アグリカルチャー(農業)とテクノロジーを掛け合わせた造語で、日本の農業が抱える高齢化や就業者数の低下等の諸問題を、ロボット技術やICT(情報通信技術)などのテクノロジーを活用して解決しようという試みです。

農林水産省では、「スマート農業」推進プロジェクトとして、2022年度までに様々な現場で農業テクノロジーを導入する体制を整えるなど、アグリテックの現場への実装を目標としています。

スマート農業の推進
2022年度までに、様々な現場で導入可能なスマート農業技術が開発され、農業者のスマート農業に関す
る相談体制が整うなど、スマート農業の本格的な現場実装を着実に進める環境が整うよう、「農業新技術の
現場実装推進プログラム」(令和元年6月7日農林水産業・地域の活力創造本部了承)にも即し、以下の取
組を一体的に進める。
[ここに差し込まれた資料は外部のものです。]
PR #1763, opened 2021-11-05
feat: add hover command

### LINKED ISSUE #1758: [test-runner-commands] Add a command for triggering the `:hover` state
## Motivation

The standard Web API doesn't make it possible to enable the `:hover` state for an element programmatically. Although you can synthesize mouse events on the element with JavaScript, it still won't cause the element to get the `:hover` state. It would be useful if there was a command provided by the test runner for such a purpose based on the browser's internal API.

### Puppeteer

The `page.hover(selector)`  method can be used to hover over an element by a CSS selector:

https://pptr.dev/#?product=Puppeteer&version=v10.4.0&show=api-pagehoverselector

### Playwright

The `page.hover(selector[, options])` method can be used to hover over an element by a CSS selector:

https://playwright.dev/docs/api/class-page#page-hover

### WebDriver

The `browser.elementHover(elementId)` method can be used to hover over an element in Chromium with the caveat that the element can be only selected by id:

https://webdriver.io/docs/api/chromium/#elementhover

## Command API proposal

Introduce an asynchronous `hover` command that would trigger the `:hover` state for an element by id, or by a CSS selector if there is a way to make that work for WebDriver.

```js
import { hover } from '@web/test-runner-commands';

describe('element', () => {
  it('should be blue by default', () => {
    expect(element.getComputedStyle().color).to.equal('blue');
  });
  
  it('should become red on hover', async () => {
    await hover('#element');
    
    expect(element.getComputedStyle().color).to.equal('red');
  });
});
```

vursen:
Fixed #1758


packages/test-runner-commands/browser/commands.d.ts
```diff
@@ -30,6 +30,16 @@ export function setViewport(viewport: Viewport): Promise<void>;
...
+ * ```ts
+ *    await emulateHover('.wrapper > .item');
+ * ```
+ */
+export function emulateHover(selector: string): Promise<void>;
+
+ /**
  * Sets the user agent of the browser. This is a puppeteer-only API.
  */
 export function setUserAgent(userAgent: string): Promise<void>;
```
web-padawan, line 45:
```suggestion
/**
 * Sets the user agent of the browser. This is a puppeteer-only API.
 */
export function setUserAgent(userAgent: string): Promise<void>;
```

web-padawan (changes requested):
Please run `npm run format` to make lint pass, then I will take a closer look.

packages/test-runner-commands/browser/commands.mjs
```diff
@@ -61,6 +61,10 @@ export function emulateMedia(media) {
   return executeServerCommand('emulate-media', media);
 }
 
+export function emulateHover(options) {
```
web-padawan, line 64: I would suggest this to `hover` because we don't **emulate** it (unlike media query command) but trigger the browser API to actually move cursor over the element so it gets `:hover` state.

packages/test-runner-commands/test/emulate-hover/emulateHoverPlugin.test.ts
```diff
@@ -0,0 +1,122 @@
...
+import { TestRunnerPlugin } from '@web/test-runner-core';
+import { runTests } from '@web/test-runner-core/test-helpers';
+import { chromeLauncher } from '@web/test-runner-chrome';
+import { webdriverLauncher } from '@web/test-runner-webdriver';
+import { playwrightLauncher } from '@web/test-runner-playwright';
+import { visualRegressionPlugin } from '@web/test-runner-visual-regression/plugin';
+
+import { emulateHoverPlugin } from '../../src/emulateHoverPlugin';
+
+import { startSeleniumServer } from '../selenium-server.js';
```
web-padawan, line 13: Let's convert the file to `selenium-server.ts` to mitigate "Could not find a declaration file" error.

packages/test-runner-commands/src/emulateHoverPlugin.ts
```diff
@@ -0,0 +1,39 @@
...
+          return true;
+        }
+
+        if (session.browser.type === 'webdriver') {
+          const browser = session.browser as WebdriverLauncher;
+          await browser.hover(session.id, payload);
+          return true;
+        }
+
+        throw new Error('emulating hover is only supported on puppeteer.');
```
web-padawan, line 34:
```suggestion
        throw new Error(
          `Browser launcher ${session.browser.type} does not support hover command at the moment.`,
        );
```

web-padawan (changes requested):
A few more comments, please address them so that build actually runs tests in CI.
Also, please rebase to pick up the latest changes (see also #1765 for Firefox tests).

packages/test-runner-commands/browser/commands.mjs
vursen: Good point, I'll rename it.

Westbrook:
How do you feel about `hover` being a helper around something like https://github.com/modernweb-dev/web/discussions/1397 rather than being its own API? Maintaining this sort of hyper specific API directly into the commands architecture seems like it opens the door for a lot of tedious APIs that require a good deal of maintenance over time...

web-padawan:
@Westbrook Good point, we can agree about a more generic API. How about something along these lines:

```js
await sendPointer({ type: 'hover', selector: '.wrapper > .item' });
await sendPointer({ type: 'click' });
```

This seems more in line with `sendKeys()` API command, but more generic than `sendMouse` you proposed.

packages/test-runner-commands/test/emulate-hover/emulateHoverPlugin.test.ts
vursen: Done.

packages/test-runner-commands/src/emulateHoverPlugin.ts
vursen: Done.

packages/test-runner-webdriver/src/SessionManager.ts
```diff
@@ -84,6 +84,27 @@ export class SessionManager {
...
+        type: 'pointer',
+        id: 'finger1',
+        parameters: {
+          pointerType: 'mouse',
+        },
+        actions: [
+          {
+            type: 'pointerMove',
+            duration: 0,
+            x: x + 1,
```
Westbrook, line 100: Other runner _generally_ click/hover/etc in the middle of an element, does that matter?

Westbrook:
I've worked with a [version of this](https://github.com/adobe/spectrum-web-components/blob/main/test/plugins/send-mouse-plugin.ts) that could be the basis of this. I like the idea of surfacing both the `position` and the `selector` API.

I wonder if having the `selector` API implied the presence of a `host` property to the options.

I'd like to hear if you gave a good reason for preferring `hover` over `move` or `moveTo` as the "type" in a "hover" action. Not all contexts support "hover" and having the testing API support shaping people's understanding of their code seems useful.

I do think you need all of the "types": `type: 'move' | 'down' | 'up' | 'click';` and I would greatly prefer an API that accepted an array of "actions" or "steps" as you'll see in the API above.

packages/test-runner-webdriver/src/SessionManager.ts
web-padawan: I agree it makes more sense to use something like [`middleOfNode`](https://github.com/vaadin/testing-helpers/blob/6e66938563adff75158374801b9af1948539f9ba/src/pointer.ts#L13) here.

vursen:
I'd like to note that moving a pointer to an element by coordinates or by a selector may actually not cause that element to get the hover state if it is positioned under another element, while the hover command (it doesn't matter if it is shaped as a command or it is one of the possible actions of a generic command like `sendMouse`) would cover this case, at least in Puppeteer and Playwright.

Now about what follows from above for the current implementation of the hover command. It appears that it might happen that for the same selector the command would lead to different elements getting hovered in WebDriver and in Puppeteer / Playwright as WebDriver doesn't **hover** over an element but rather **moves** the pointer to the element's coordinates. The only work-around I can think of is to use the `hoverElement` API in WebDriver. Another way could be to completely refuse the hover command's support for WebDriver.

Westbrook:
I’d say that the test hovering something that isn’t the top of the element stack is a big false positive for testing. I feel pretty strongly about not supporting a test case for “hover” unless it could actually happen for a user with a pointing device at that time.

vursen:
Well, I agree, it is not what the user is expected to do. Although, to me, the above also sounds like an argument for not supporting selectors in the `sendMouse`-like API.

What would you expect calling `sendMouse({ type: 'down', selector: '.element' })` if the element is overlapped? Perhaps, the `coordinates` option is the most obvious API from that perspective.

web-padawan:
> Another way could be to completely refuse the support for WebDriver for the command.

Let's try to provide some minimal functionality to cover as much browser launchers as possible.

Note that WebDriver implements an extension of [W3C protocol](https://www.w3.org/TR/webdriver/) which we should use as a guidance.
By the way, I'd prefer to provide API that would work in `@web/test-runner-selenium` too.

Westbrook:
We should test, but at least in Playwright the "hover" functionality reads like "move mouse to center of the element":

> Use page.mouse to hover over the center of the element, or the specified position.

Which would only `:hover` if the element was appropriately related to the top of the stack. But, I read this from the idea that it manages a "real mouse" as opposed to "synthetic events", which may be incorrect.

web-padawan (commented):
Let's not try to come up with universal approach right away. This PR is only a first step.

The way I see it, we could add the API that might look roughly like this:

```js
await sendPointer({ type: 'click' });
await sendPointer({ type: 'move' });
```

Speaking of testing, we can use [`MouseMoveController`](https://lit.dev/docs/composition/controllers/#use-cases) from Lit docs in visual tests.

web-padawan:
Closing in favor of #1783. @Westbrook please add your comments to the new PR if you have some.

(引用: 農林水産省 スマート農業の展開について)


アグリテックが対象としているのは、ロボット導入による生産効率の上昇だけではありません。

データに基づいた経営コンサルティングやバリューチェーン構築のための販売支援サービスなど、生産、販売、経営という農業に関わるエコシステムをテクノロジーを用いて支えています。
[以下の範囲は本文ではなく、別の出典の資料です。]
PR #3053, opened 2026-03-26
Update to Storybook 9

bashmish:
## What I did

1. Migrated all projects to Storybook 9
2. Had to introduce a new major for `@web/mocks`, because there was a choice of either just migration it to Storybook 9 or decoupling from Storybook., both required a major update, so I went into the 2nd approach
3. As a result of 2, new addon was added `@web/storybook-addon-mocks`

thanks to @GuiAmPm for his contribution in #3039


packages/mocks/MIGRATION.md
```diff
@@ -0,0 +1,38 @@
...
+```
+
+### Removed `mockRollupPlugin`
+
+This plugin was mainly used for bundling Storybook, so it's not very useful on it's own, therefore it was deleted from `@web/mocks`.
+
+### Update of `msw`
+
+The version of `msw` was bumped to latest.
+We recommend checking the `msw` changelog to ensure a smooth transition for your specific workflows.
```
thepassle, line 38: Maybe we can add a line explaining why the version of MSW is pinned still, e.g.: "The version of `msw` was bumped to the latest, but is still pinned to a specific version because we've experienced a lot of unintentional breaking changes in minor or patch versions of `msw`, which leads to instability."

packages/mocks/package.json
```diff
@@ -23,19 +23,6 @@
...
-    "./storybook/addon/decorator.js": {
-      "types": "./dist-types/storybook/addon/decorator.d.ts",
-      "default": "./storybook/addon/decorator.js"
-    },
-    "./storybook/addon/manager.js": "./storybook/addon/manager.js",
-    "./storybook/decorator.js": {
-      "types": "./dist-types/storybook/decorator.d.ts",
-      "default": "./storybook/decorator.js"
-    },
-    "./storybook/addon.js": "./storybook/addon.js",
```
thepassle, line 38: this cleans up nicely

packages/mocks/README.md
```diff
@@ -90,175 +90,6 @@ http.get('/api/foo', ({ request, cookies, params }) => {
...
-
-<details>
-<summary>
-  <b><code>mockRollupPlugin</code> configuration options</b>
-</summary>
-The rollup plugin also takes an optional <code>interceptor</code>, which can be useful to handle things like rewriting <code>api.</code> prefixes made in requests, for example:
-
-```js
-mockRollupPlugin({
-  interceptor: `
```
thepassle, line 144: how do we handle interceptor stuff now? e.g. for ING?

packages/mocks/rollup-plugin.js
```diff
@@ -1,35 +0,0 @@
...
-
-const require = createRequire(import.meta.url);
-
-export function mockRollupPlugin(
-  { interceptor } = {
-    interceptor: '',
-  },
-) {
-  return {
-    name: 'rollup-plugin-msw',
```
thepassle, line 15: so the outputting of the service worker (and loading the sw) is now handled by the storybook addon?

bashmish: correct, in practice it was only used by Storybook
also I found this rollup plugin hard to reuse, e.g. in our app it wasn't usable due to the `<base href="/different-base">`, so I think it's best to remove this plugin anyway.

packages/mocks/README.md
bashmish: my analyses indicated that it wasn't really used
people did import some interceptors, but they were not needed

in general both in and outside of Storybook there are easy ways to include arbitrary code to the index.html, I mean this is a convenience API, but there is a lot of other options how to achieve the same, so I think this API wasn't in the right place

packages/mocks/MIGRATION.md
bashmish: will do, thanks!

日本の農家で育てられた野菜は美味しいけれど、経営難などで立ち行かなくなってしまうというような状況が、テクノロジーによって打開され、将来的には食糧自給率の向上も期待できるかもしれません。


テクノロジーのお陰でもっと日本独自の「丁寧に育てられた野菜」が増えたら、私たちの生活もより豊かになるのではないでしょうか。



ITに興味があるなら、第一次産業に目を向けてみる


IT企業と言うと、サイバーエージェントやLINE、DNAなど、オンライン上でのソリューションを提供する企業を思い浮かべるかと思います。


しかし近年でいうITとは、必ずしもオンライン上で完結するソリューションに限られたものではありません。

介護活動の一助となる人体拡張や最近話題の自動運転など、よりテクノロジーと人間がオフラインで関わり合う分野が成長しています。


こういった中で、今まで人間の手のみで営んできた農業という第一産業が、新しくテクノロジーを活用するエリアとして着目されています。

ある意味テクノロジー(IT)業界の最先端が、第一次産業の中にあるとも言えます。


ITに興味があるなら、食の根幹的な部分に関わる農業にテクノロジーを応用しているアグリテックについても面白いと思うはず。


近年多数のアグリテック企業が立ち上がり始めましたが、以下では3つのおすすめアグリテック企業と試みをご紹介します。


今注目したいアグリテック企業と試み

日本には現在多数のアグリテック企業や試みがありますが、こちらでは注目したい企業と試みを3つご紹介します。

inaho

inahoは、鎌倉に本社を構える野菜収穫ロボットを中心とした農業生産プラットフォームを提供しているアグリテック企業です。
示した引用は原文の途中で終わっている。